What are the units? Factoring morphological statistics into the learning of verbs

Willits, J. & Jones, M.

Indiana University

Statistical learning mechanisms seem to be important to many aspects of language acquisition. But what are the units over which statistical learning operates? Phonemes? Syllables? Morphemes? Words? Claims about the sufficiency of statistical learning mechanisms rest on which units are being used. Previous research has shown that infants don't recognize verbs in fluent speech until 10-13 months, compared with 7.5 months for nouns. This makes sense given their relative distributional statistics; noun statistics provide better segmentation cues. However, this statistical difference goes away in the presence of inflections like -ing. In accordance with these morphological-level statistics, Willits, Seidenberg, & Saffran (2009) found that 7.5-MO infants presented with verbs in -ing contexts do show evidence of recognizing verbs. In the present work we present an analysis of infant and toddler verb-learning based on statistics in child-directed speech, with the critical manipulation being how verb inflections are treated in these analyses. The analysis incorporates a number of statistics about verbs, including their ease of articulation, word frequency, repetition frequency, and contextual diversity. All of these factors are found to significantly contribute to predictions about verbs' difficulty of acquisition. Multiple regression analyses also showed that the importance of these statistics changes drastically from month zero to month thirty.

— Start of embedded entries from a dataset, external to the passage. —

PR #1251, opened 2019-06-21
[WIP] Make Python from_dict arg type more specific

gricey432:
Functions called "from_dict" and "to_dict" marked as having arg type `Any` rather than `dict`.
These eventually get down to each class's `from_dict` which immediately does
```
assert isinstance(obj, dict)
```


gricey432:
Making a newer one with more changes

Frequency, repetition, and discourse situation contextual diversity play important roles at younger ages, and lexical contextual diversity plays a critical role at older ages. Critically, all of these statistics provide a better account of verbs' age of acquisition if inflections are broken off of verbs and counted as separate units in the analysis. Together, these studies help answer questions about which factors contribute to vocabulary development. They also address the scope of statistical learning-based theories of acquisition, suggesting that tracking morpheme-level statistics plays a critical role in infants' acquisition of their native language.